The state of the hungry ghost, as I continue to experience it, when I wake up every morning, and at the beginning of every sitting before I get round to slowly bowing and swaying, is akin to being seasick. There is a perfectionistic yearning to feel secure on solid ground and thence to know: where is the vertical? where is the horizon? where is up and where is down? where am I and where am I going? what do I really want? The hungry ghost yearns to know the answer to questions like these, but he does not know and cannot know, at least not as definitely as he would like. He feels insecure primarily with respect to where he is within the gravitational field, and hence insecure with respect to everything.
Being a hungry ghost in search of solid ground, I sailed from Tokyo to the Pacific island of Okinawa in April 1982, and landed at the karate-dojo of Sensei Morio Higaonna, Chief Instructor of the International Okinawan Goju-Ryu Federation. Higaonna Sensei was a devotee of traditional karate-do, based on traditional forms called kata. One kata was emphasized as particularly important, and that was sanchin kata. Higaonna Sensei described this practice as kihon no naka no kihon -- basic to that which is basic.
To practice sanchin kata under the watchful eye and incredibly powerful and communicative hands of Higaonna Sensei, which is what I am doing in the above photo, was one of the most grounding and awakening experiences my vestibular/proprioceptive system has ever had.
After one such training session, I got a lift on the back of the motorbike of a fellow trainee to the English language bookshop in Okinawa, where I spotted this:
The title appealed strongly to the hungry ghost in me: it hinted at a promise of certainty, security, as to what the fundamental rules of Zen were.
Then, when I opened the book and saw two photos of Master Kodo Sawaki sitting bolt upright in the full lotus posture, head shaved, clothed immaculately in a traditional kasaya, I did not need to read a single word. I proceeded directly to the till.
Back at the hotel where I was staying, I started to try following the instructions that the book set out, and showed the book to my friend and mentor in karate-do, David Essoyan, and even took a photo of him reading it (note the evidence of recent work on punching board on David's first two knuckles!).
David's eyes in the photo are the eyes of a man who has befriended, has taken under his wing, and is looking directly at, a hungry ghost. I was a hungry ghost then, just beginning its sitting-zen life, and I am a hungry ghost now with 26 years of sitting-zen behind me. The main difference between my state then and my state now is that I am much more clear than I was about what the fundamental basis of the state of the hungry ghost is.
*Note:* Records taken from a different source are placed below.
Issue #347, opened 2026-06-19
Swarm: warm-continue / periodic checkpointing to recover an aborted run without losing progress


Ultimate-Storm:
## Problem
When a swarm run aborts (see the fault-tolerance issue), **all progress is lost** — there is no resume, and re-submitting restarts from random initialization. With 15–17 h runs repeatedly dying at round 7–10, this has prevented any full 20-round run from completing.

Worse, the global model is **only persisted on the rotating aggregator** each round, so the latest global can be **stranded on the node that crashed**: after `40c0948f` aborted at round 10, the round-10 global was on the crashed UMCU_1 (unreachable); the latest *recoverable* global was ~round 8 on MHA_1.

## Proposed fixes
1. **Documented + tooled warm-start.** The client persistor is `PTFileModelPersistor`, which accepts `source_ckpt_file_full_name`. Provide a helper that (a) fetches the latest `best_FL_global_model.pt`, (b) bundles it into the job, (c) sets `source_ckpt_file_full_name`, (d) reduces `num_rounds` to the remainder — i.e. resume from the last good global.
   - Note: `create_model(pretrained_path=...)` only loads the **UNet encoder**, so it is *not* a full-model warm-start — use the persistor's `source_ckpt`.
2. **Shorter jobs + chained warm-starts.** Submit e.g. 5-round jobs and chain them; a failure then costs ≤5 rounds instead of the entire run.
3. **Central / redundant global persistence.** Persist the aggregated global each round to a location independent of which node crashes (server-side copy, shared mount, or all clients), so the latest is never stranded on a failed node.
4. **Resume orchestration script**: fetch latest global → patch job (`source_ckpt`, remaining rounds) → submit → monitor.

## Evidence
- `40c0948f`: round-10 global stranded on crashed UMCU_1.
- `696648fe`: died at round 7 — all compute lost.

## References
PR #345, `docs/SWARM_FAILURE_MODES.md`, runs `40c0948f` / `696648fe`.

Ultimate-Storm:
**Update from attempting warm-start in practice (June 2026)**

The warm-start *mechanism* works without any rebuild: `PTFileModelPersistor` accepts `source_ckpt_file_full_name`; a **relative** value resolves to `<app_root>/custom/`, and it round-trips a bare `FL_global_model.pt` state-dict (via `PTModelPersistenceFormatManager`). Both the config and the checkpoint ride with the submitted job (**byoc** — no kit rebuild).

[...]

Issue #346, opened 2026-06-19
Swarm: a single node's transient failure aborts the entire multi-hour run


Ultimate-Storm:
## Problem
In CCWF swarm runs, **any single client's fatal error aborts the entire run**, discarding all completed rounds. This happens both when a client's trainer raises a `FATAL_SYSTEM_ERROR` and when a peer's contribution returns a comms `ERROR` during the rotating aggregator's round gather. With `min_responses_required = #clients` (wait-for-all) plus 24 h timeouts, there is **no tolerance for a transient single-node hiccup**.

## Evidence (8-site ODELIA experiment, June 2026)
- **Run `40c0948f`** (6 nodes, Jun 17–18): reached **round 10/20** after ~17.5 h, then **UMCU_1** sent a fatal failure at the round 10→11 transition → full abort.
- **Run `696648fe`** (7 nodes, Jun 18–19): reached **round 7/20** after ~15 h, then **VHIO_1**'s contribution returned `ERROR` during RSH's round-8 peer gather (root cause: a ~6-min VPN drop — see the VPN issue) → full abort.
- Server log signature in both: `Aborting current RUN due to FATAL_SYSTEM_ERROR received: received failure report from client X: ERROR`.

Over a 15–17 h, 7-node run the probability that *some* node hits a transient error is high, so this single-point-of-failure behavior has so far prevented any 20-round run from completing.

## Why current hardening doesn't cover it
The 24 h timeouts (PR #345) protect against slow/silent nodes (F1), and wait-for-all fixes the `MODEL_UNRECOGNIZED` desync (F5). But an explicit `ERROR` return is treated as **immediately fatal** — it is not a timeout, so the long timeouts never apply.

## Proposed fixes (options, not mutually exclusive)
1. **Tolerate a transient peer failure in the gather**: retry the learn request to a peer that returns a comms `ERROR` (e.g. `target_unreachable` from a brief VPN blip) before declaring failure — only fatal after N retries / a grace window.
2. **Configurable per-round fault tolerance**: allow a round to proceed with `min_responses_required` successful contributions and *drop* a node that errored that round (re-include it next round), instead of aborting. Requires the aggregator to reject only the stale/errored update, not the whole run (mind the F5 desync trade-off).
3. **Checkpoint + auto-resume** so an unavoidable abort doesn't lose progress (see the warm-continue issue).
4. Investigate `SwarmClientController` / `SwarmServerController` knobs for treating a peer `ERROR` as recoverable.

[...]

Issue #160, opened 2025-11-24
Add mechanism to collect log files and checkpoints from swarm


SteffenRenisch:
During the debugging / investigation phase, we need to collect the logfiles from all swarm participants. Think about using the NVFlare messaging mechanism to collect and consistently store the logfiles per experiment.

Ultimate-Storm:
Possible solutions:

- [ ] NVFlare messaging mechanism
- [ ] As a job

SteffenRenisch:
Also collect files containing GT/class probabilities (#177 ) from sites for retrospective evaluation.

oleschwen:
If we want to collect any checkpoints (e.g., for evaluation on the held-out test data), decide which checkpoints to collect and do so via the same mechanism.
Maybe the server could already store them during swarm training (if possible).

oleschwen:
First step: transfer log file from each client to the server at the end of the training. @SteffenRenisch looks into how this can be done via NVFlare mechanisms.

oleschwen:
Locations of files to be collected are documented in assets/readme/README.participant.md

Ultimate-Storm:
# Live log and artifact collection for provisioned startup kits

## Overview

Provisioned startup kits can be patched so that log and artifact collection starts automatically when collaborators launch either:

```bash
./docker.sh --data_dir $DATADIR --scratch_dir $SCRATCHDIR --GPU device=0 --local_training 2>&1 | tee local_training_console_output.txt
```

or:

```bash
./docker.sh --data_dir $DATADIR --scratch_dir $SCRATCHDIR --GPU device=0 --start_client
```

The collection runs in parallel with training and client execution and continuously uploads files to the central server through SSH keys.

Current remote upload target:

```text
mediswarm-upload@172.24.4.65:/srv/mediswarm/live
```

## What is collected

### Local training mode

From the startup kit directory:

- `startup/local_training_console_output.txt`

From the local run directory:

- `startup/runs/$SITE_NAME/<RUN_NAME>/last.ckpt`
- `startup/runs/$SITE_NAME/<RUN_NAME>/epoch=*.ckpt`
- `startup/runs/$SITE_NAME/<RUN_NAME>/lightning_logs`
- `startup/runs/$SITE_NAME/<RUN_NAME>/*_model_gt_and_classprob_*.csv`

### Swarm client mode

From the startup kit:

- `startup/nohup.out`
- `log.txt`

From the job directory:

[...]

PR #357, opened 2026-06-24
Warm-continue + central checkpointing for swarm runs (#347, #160)

Ultimate-Storm:
Refs #347, #160. **Stacked on #346** (chain: main ← #345 ← #346 ← #347; retarget to `main` as the chain merges).

Solves losing all progress on an abort, and the 689 MB warm-start *delivery* problem (bundling overruns the deploy timeout).

- **`WarmStartablePTFileModelPersistor`** (`_shared/custom/warm_continue.py`): mirrors each new best global to a **uniform, run-independent local path** (`/scratch/mediswarm_latest_global.pt`, persists on the scratch mount across runs) and **gracefully inits fresh** if `source_ckpt` is absent (first run).
- **Configs**: persistor → the subclass with `source_ckpt_file_full_name` = the uniform path → a chain of short runs **auto-resumes** (each block continues from the prior block's global, read locally — no bundling, no per-site staging).
- **`scripts/collect_swarm_globals.sh`** (#160): pull the mirrored global + client log from every site to a central dir, so progress is never stranded on a crashed node.

**Testing:** verify the mirror is written each round, that a fresh first run starts clean, and that a second run warm-starts from the mirror; then chain short blocks and confirm rounds accumulate. Eval the result vs current best (macro 0.677 / class-2 0.837).

### DIFF
--- a/application/jobs/ODELIA_ternary_classification/app/config/config_fed_client.conf
+++ b/application/jobs/ODELIA_ternary_classification/app/config/config_fed_client.conf
@@ -108,8 +108,13 @@
     }
     {
       id = "persistor"
-      path = "nvflare.app_opt.pt.file_model_persistor.PTFileModelPersistor"
+      path = "warm_continue.WarmStartablePTFileModelPersistor"
       args {
+        # WARM-CONTINUE (#347): warm-start from the prior run's global mirrored at this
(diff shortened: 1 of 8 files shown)


oleschwen (approved):
Looks good for an experimental run in the swarm, but we may want to reconsider the global path (e.g., as part of #347, which is not closed by this PR)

A pioneer in the field of occupational therapy named A.Jean Ayres, in her book Sensory Integration and the Child, coined the phrase "gravitational insecurity." When I met Peter Blythe of INPP Chester in 1998, Peter clarified for me the connection between this state of gravitational insecurity, familiar to hungry ghosts everywhere, and aberrance of the baby balance reflex or, to give it its scientific name, the tonic labyrinthine reflex (TLR).
When, during my training at INPP Chester, I tested my father for immaturity of the TLR, by moving his head backward and forward, he coped quite well with his eyes open. But when I asked him to close his eyes and tilted his head backwards, he simply fell over, as if he had drunk 12 pints of beer. Aberrance of this vestibular reflex, the TLR, it seems, is a genetic trait of the Cross family.